WORK REQUIRED. Write out once more the lines running from the top of the entries below to the line with "no source-specific UI.", both ends included.

(DATA FOR ANALYSIS)

PR #71670, opened 2026-07-16
feat(warehouse_sources): support Pipedrive API version v2

Gilbert09:
## Problem

Pipedrive deprecated the API v1 endpoints that have direct v2 replacements, with a vendor sunset date of **2025-12-31**. The Pipedrive source pinned customers to `v1`, which still routed the `activities` collection through the deprecated `/api/v1/activities` endpoint.

## Changes

- Declare `v2` as a supported version and make it the `default_version` (new sources start on v2).
- Mark `v1` deprecated via `deprecated_versions` with `sunset_at=2025-12-31`. The generic in-product deprecation warning keys off this metadata — no source-specific UI.
- Version dispatch is minimal: `v1` and `v2` differ only in the `activities` endpoint (`/api/v1/activities` offset → `/api/v2/activities` cursor; same `id`/`add_time` fields). `endpoints_for_version()` swaps that one config; every other endpoint is version-independent. `notes`, `leads`, `users`, and the `*_fields` endpoints have **no** v2 replacement and stay on v1 under both labels. The resolved version is threaded from `source_for_pipeline` through `self.resolve_api_version(...)`. `v1` remains fully functional; unknown pins fall back to the legacy (v1) activities endpoint.
- **Data migration (written, not run):** `0079_repin_pipedrive_api_version_v2` repins the **source-level** `ExternalDataSource.api_version` from `v1` to `v2` for Pipedrive. It is idempotent (matches only `api_version="v1"`; NULL already resolves to the new default). Schema-level `ExternalDataSchema.api_version` overrides are intentionally left untouched — those are customer-pinned and covered by the schema-level deprecation warning. A human reviews and runs it.
  - No scripted data/schema transform is needed for the `activities` table: it syncs full-refresh with an auto-inferred schema, so the next sync after repinning re-fetches from the v2 endpoint and Delta handles schema evolution.

Automated tests I (the agent) ran (`.venv/bin/pytest`, 926 passed):

- `sources/pipedrive/tests/` — added `TestEndpointsForVersion` (activities resolves v1→offset, v2→cursor, unknown→v1; shared endpoints identical across versions), parameterized `source_for_pipeline` over the resolved version reaching `pipedrive_source`, and a deprecation-metadata test (v1 deprecated with the 2025-12-31 sunset, default is v2). Guards against the version pin being ignored or the wrong endpoint/pagination being used per version.
- `sources/tests/test_source_versions.py` — registry invariants (default in supported, deprecated ⊆ supported, default not deprecated).

The migration was **not** executed (no DB in this environment, and it is written-not-run by design). It is a pure `RunPython` data migration, so it introduces no model-state drift.

## Docs update

Updated the co-located `api_inventory.md` with the source-version split.

## 🤖 Agent context

Invoked skills: `/warehouse-source-new-version` (version declaration, dispatch, pinning semantics, deprecation + migration conventions), `/django-migrations` (data-migration safety), `/writing-tests` (test value gate).

Confirmed against the vendor changelog that `activities` is the only endpoint in the source's set that was on a deprecated v1 endpoint with a v2 replacement, so dispatch is scoped to it alone rather than a blanket path rewrite. Checked open PRs (including the maintainer's) for a pre-existing Pipedrive v1 deprecation fix — none found; #68112 touches Pipedrive field-schema primary keys, a different root cause. Appended a learning to the version skill for the next update.

---


danielcarletti:
## Review: PR #71670 — feat(warehouse_sources): support Pipedrive API version v2

**ELI10:** Pipedrive is turning off an old way of asking for "activities" data at the end of 2025. This PR teaches the Pipedrive importer a new way (v2), makes new connections use it by default, and includes a script to move existing connections over — while carefully leaving alone the few endpoints that have no v2 replacement.

**Goal achieved:** yes — v2 declared + default, v1 deprecated with sunset, dispatch swaps only the `activities` endpoint, migration written to repin existing source-level pins.
**Sensible approach:** yes — mirrors the existing Stripe version-dispatch pattern (`resolve_api_version(inputs.api_version)`) and the shared `deprecated_versions`/`get_version_deprecation` framework; no source-specific UI added.
**Breaks dependents:** no — `pipedrive_source`/`get_rows` gained an `api_version` arg but are only called from `source.py` and Pipedrive-local code (all updated); `PIPEDRIVE_ENDPOINTS` fully renamed with no leftover refs on head; migration `source_type="Pipedrive"` matches the enum value; resume state is keyed per `job_id`, so a repin between runs can't replay a stale v1 offset URL against v2 cursor logic.
**Undisclosed side effects:** none — NULL-pinned existing sources auto-resolve to v2 on next sync (safe: `activities` is full-refresh), which is the intended effect and disclosed.

### Findings
- [nit] products/warehouse_sources/backend/temporal/data_imports/sources/pipedrive/settings.py:56 — `endpoints_for_version` falls back to `_ACTIVITIES_BY_VERSION["v1"]` for an unrecognized pin, but v1 is the deprecated endpoint (sunset 2025-12-31, already past). An unknown label therefore resolves to a dead endpoint rather than the current default. Fix: fall back to `_ACTIVITIES_BY_VERSION["v2"]` (the source's `default_version`) so an unrecognized pin degrades to the live endpoint, and update the docstring/comment accordingly.

### Verdict
Solid, tightly-scoped change that reuses the established source-versioning framework and Stripe's dispatch pattern; blast radius is contained to the Pipedrive source and verified against all call sites. Tests are focused and assert observable behavior (per-version endpoint/pagination, deprecation metadata, arg plumbing). No must-fix items — only the low-severity unknown-pin fallback nit.

products/warehouse_sources/backend/temporal/data_imports/sources/pipedrive/settings.py
```diff
@@ -39,4 +42,21 @@ class PipedriveEndpointConfig:
...
+_ACTIVITIES_BY_VERSION: dict[str, PipedriveEndpointConfig] = {
+    "v1": PipedriveEndpointConfig(name="activities", path="/api/v1/activities", pagination="offset"),
+    "v2": PipedriveEndpointConfig(name="activities", path="/api/v2/activities", pagination="cursor"),
+}
+
+
+def endpoints_for_version(api_version: str) -> dict[str, PipedriveEndpointConfig]:
+    """Endpoint configs for a resolved source version. Unknown pins fall back to the legacy
+    (v1) activities endpoint, the conservative choice for a label we don't recognise."""
+    activities = _ACTIVITIES_BY_VERSION.get(api_version, _ACTIVITIES_BY_VERSION["v1"])
```
danielcarletti: [nit] Unknown pin falls back to _ACTIVITIES_BY_VERSION["v1"], but v1 is the deprecated endpoint (sunset 2025-12-31, already past), so an unrecognized label resolves to a dead endpoint rather than the current default. Fix: fall back to _ACTIVITIES_BY_VERSION["v2"] (the source default_version) so an unknown pin degrades to the live endpoint; update the docstring/comment to match.

danielcarletti (commented):
One nit only — the PR is clean and tightly scoped, reusing the existing Stripe version-dispatch pattern and shared deprecation framework. The unknown-pin fallback lands on the now-sunset v1 endpoint.

danielcarletti (approved):
LGTM

products/warehouse_sources/backend/temporal/data_imports/sources/pipedrive/settings.py
Gilbert09: Good catch — addressed in the latest commit. `endpoints_for_version` now resolves any label other than an explicit `v1` pin (including unrecognised pins and the default `v2`) to the live v2 cursor `activities` endpoint, so an unknown pin degrades to the current default rather than the sunset v1 one. The docstring was updated to match.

(End DATA FOR ANALYSIS)

WRITTEN REPLY.
PR #71670, opened 2026-07-16
feat(warehouse_sources): support Pipedrive API version v2

Gilbert09:
## Problem

Pipedrive deprecated the API v1 endpoints that have direct v2 replacements, with a vendor sunset date of **2025-12-31**. The Pipedrive source pinned customers to `v1`, which still routed the `activities` collection through the deprecated `/api/v1/activities` endpoint.

## Changes

- Declare `v2` as a supported version and make it the `default_version` (new sources start on v2).
- Mark `v1` deprecated via `deprecated_versions` with `sunset_at=2025-12-31`. The generic in-product deprecation warning keys off this metadata — no source-specific UI.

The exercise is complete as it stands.